NO.112

平成13年10月1日発行

アメリカで信じられないようなテロ事件が起きましたね。
アメリカ国防省や世界貿易センタービルにテロリスト達が乗客もろともジャンボ機で突っ込むという、およそ考えられない方法が取られ、6千名もの命が一瞬のうちに亡くなりました。

しかしテロリズムという最も卑劣で残虐な行為にもかかわらず、繰り返し報道されるテレビの映像はあたかも映画の1シーンのようで、実感の沸かないものでした。
むしろ対岸の火事は派手なほど野次馬の心を興奮させるもののようにさえ思えて、自分自身ゾッとして反省しました。

そして子供たちの心には果たしてこの事件はどのような影響を与えたのかとても心配になってきました。
それでなくともテレビゲームの世界では激しい格闘、殺戮と破壊が日常的に行われており、それが現実の社会でも実行に移す人たちがいると知ったら、興味を持ち真似をしてみようとする子(大人も)が出てくるとも限りません。

以前神戸で酒餓鬼薔薇聖人と名乗ったバラバラ殺人事件に関連して、著名な文化人と10代の少年達とのテレビ討論で、「何故人は人を殺してはいけないのですか?」という質問に誰も明確に答えることができず問題になったことがありました。

しかも冗談やふざけではなく真顔でそのような人間社会の「定理・常識」のような事までも分からなくなった世代が出現したということで、もっと深刻な問題であると騒がれていた事を思い出しました。

生き物は食物連鎖のなかで、お互いを食べ物として一定のルールに基づいてバランスを取りつつ「殺生」を生きる為に行っており、人もその中で様々な生き物を「殺生」して生きています。
人が人を殺すことはそういった連鎖とは根本的に異なり、寿命か病気、そしてやむを得ない事故以外で死亡する以外は他人から勝手に自分の人生を終わりにさせられてしまうことを誰も願わないであろうし、誰もそうする権利を持たないというのが私の考えです。

今回のアメリカのテロ事件の反応として「復讐」「戦争」「やられたらやりかえす」という言葉が飛びかい、日本もあわてて憲法を超えて軍事協力をとなえていますが、また子供たちから「なんで生きものとして生きる為以外に、殺し合いをするの?」「なんで人は戦争という大規模な殺し合いをするの?」と真顔で聞かれそうです。

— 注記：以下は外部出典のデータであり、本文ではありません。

PR #173, opened 2016-04-22
If `average` is `True`, don't use jacobian.

ldes89150:
fix a small bug.

### DIFF
--- a/abel/tools/vmi.py
+++ b/abel/tools/vmi.py
@@ -12,8 +12,7 @@ from scipy.ndimage.interpolation import shift
 from scipy.optimize import curve_fit
 
 
-def angular_integration(IM, origin=None, Jacobian=True, dr=1, dt=None,
-                        average=False):
+def angular_integration(IM, origin=None, Jacobian=True, dr=1, dt=None):
     """ 
     Angular integration of the image.
 
@@ -48,9 +47,6 @@ def angular_integration(IM, origin=None, Jacobian=True, dr=1, dt=None,
         is equal to the height of the image (which should typically ensure
         good sampling.)
 
-    average: bool
-        If ``average=True``, return the averaged radial intensity instead.
-
     Returns
     -------
     r : 1D np.array
@@ -61,9 +57,6 @@ def angular_integration(IM, origin=None, Jacobian=True, dr=1, dt=None,
 
      """
 
-    if average:
-        Jacobian=False
-
     polarIM, R, T = reproject_image_into_polar(
         IM, origin, Jacobian=Jacobian, dr=dr, dt=dt)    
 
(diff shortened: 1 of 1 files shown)


DanHickstein:
So, it seems that all the `average` keyword  does is to set the `Jacobian=False` and then divide the results by 2*pi. Is it perhaps simpler to get rid of the `average` keyword and just include something in the docstring to the extent of:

我が家では、難しいけれどパレスチナ難民の発生と、イスラエルという国ができたいきさつ、それにアメリカがどういう役割を果たしてきたかを話し、次に化石燃料(石油)がとれる砂漠地帯に住み、大金持ちになったごく一部のアラブ人(王様)と大部分の貧しい人たちの存在があること。その一部の金持ちのアラブ人もアメリカの多国籍大資本の思うが儘に動かされて自分たちの国をうまく発展させられないいらだちがある。
そんな雰囲気の中で今回のテロ事件が起きていることを教えたいと思っています。

もちろんそういう思いをテロリズムという行動で憎しみやうっぷんを晴らす人達を許してはいけません。
不平等な社会のしくみを少しづつ変えていきながら、異文化・異宗教の違いをこえて理解しあい仲良くしていきたいものです。